Joseph Sin, Molecular Biology
In the US, the American Cancer Society estimates that in 2008, breast cancer killed 40,930 people. Breast cancer remains the most common form of cancer among women today and results in almost 1% of all deaths worldwide. Various types of treatment for breast cancer exist today such as surgery, chemotherapy, radiotherapy, etc. Breast cancer treatments are usually selected based on the specific character of breast cancer: estrogen receptor (ER) positive or estrogen receptor negative. Treatment of breast cancer through estrogen modulation is a common form of treatment. Predicting the overall longer cancer-free survival is best done through measuring the levels of estrogen receptor.
ER is a ligand-dependent transcription factor and is regulated by estrogen binding. More specifically, two subtypes of ER, ERα and ERβ are involved in mediating estrogen functions. ERα binds 17β-Estradiol (E2), the most prevalent form of estrogen. ERα associated with E2 bound to chromatin induces gene transcription by translocating into the nucleus and binds to estrogen receptor element (ERE), a consensus sequence of palindromic repeat (5’GGTCAnnnTGACC3′). ER also recruits cofactor proteins, which results in chromatin remodeling and gene expression regulation through interacting with histone acetylases or transcriptional machinery.

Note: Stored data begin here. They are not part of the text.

PR #18991, opened 2020-08-04
Change repo URLs to https://GitHub.com to break pattern matching

StefanKarpinski:
Attempting to unfuck this situation: https://github.com/JuliaLang/Pkg.jl/issues/1942.

PR #19004, opened 2020-08-05
Use custom shell to tidy up AutoMerge

SaschaMann:
The multiline string of the `run` key will be saved to a file. The filename will be inserted in place of the `{0}`.

ref. https://docs.github.com/en/actions/reference/workflow-syntax-for-github-actions#custom-shell

~(needs to be tested, but I don't know how)~ Seems to run as expected on this PR

@DilumAluthge


DilumAluthge:
I'll merge this once we've reverted #18991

Most studies up till now have focused on how ER activates gene transcription. Recently, estrogen’s repressive effects on target genes were shown. Only within the past five years have we had the necessary advances of the human genome project and microarray technology to realize that ER can also repress gene transcription. The map of the human genome allows scientists to see how ER affects a complete array of genes versus only a limited selection of genes. Microarray technology is a genome wide expression analysis capable of measuring differing gene expression levels. Through comparison of these levels, an analysis of which genes are activated or repressed by ER can be made. A list of 215 putative ER binding sites adjacent to E2-regulated genes within 100kb of their transcriptional start sites suggested that ERα directly represses 66 of those target genes.
Better understanding the mechanisms of ER transcriptional repression would not only increase our understanding of how estrogen affects breast cancer, but also aid in the creation of effective treatments for breast cancer through increased knowledge of what areas of breast cancer cells to target.
My research has two parts. The first part was to find genes that were down regulated by estrogen in order to increase the data pool of genes down-regulated by estrogen. Four target genes, ARGN, MGC16169, CALML5, and NFIB are suspected to be involved in down-regulation by ER. However, after conducting validation tests, these genes were determined to not be repressed. The second part includes characterizing the specific effects of co-repressors NCoR, NRIP1, and SMRT. Removal of these co-repressors and the subsequent effect of their removal on following four ER target sites, HES1, PSCA, SLC35A1, and MME were studied. A knock down of a single co-repressor did not affect the majority of transcriptional activity in ER repressed target genes. A triple knock down was also conducted in hope that removal of multiple co-repressors might affect repression. However, the triple knock down was a failure and future experiments need to be done. Future direction of the project includes repeating the experiment with another set of cDNA. Understanding the mechanisms of ER transcriptional repression would significantly aid the creation of effective treatments for breast cancer.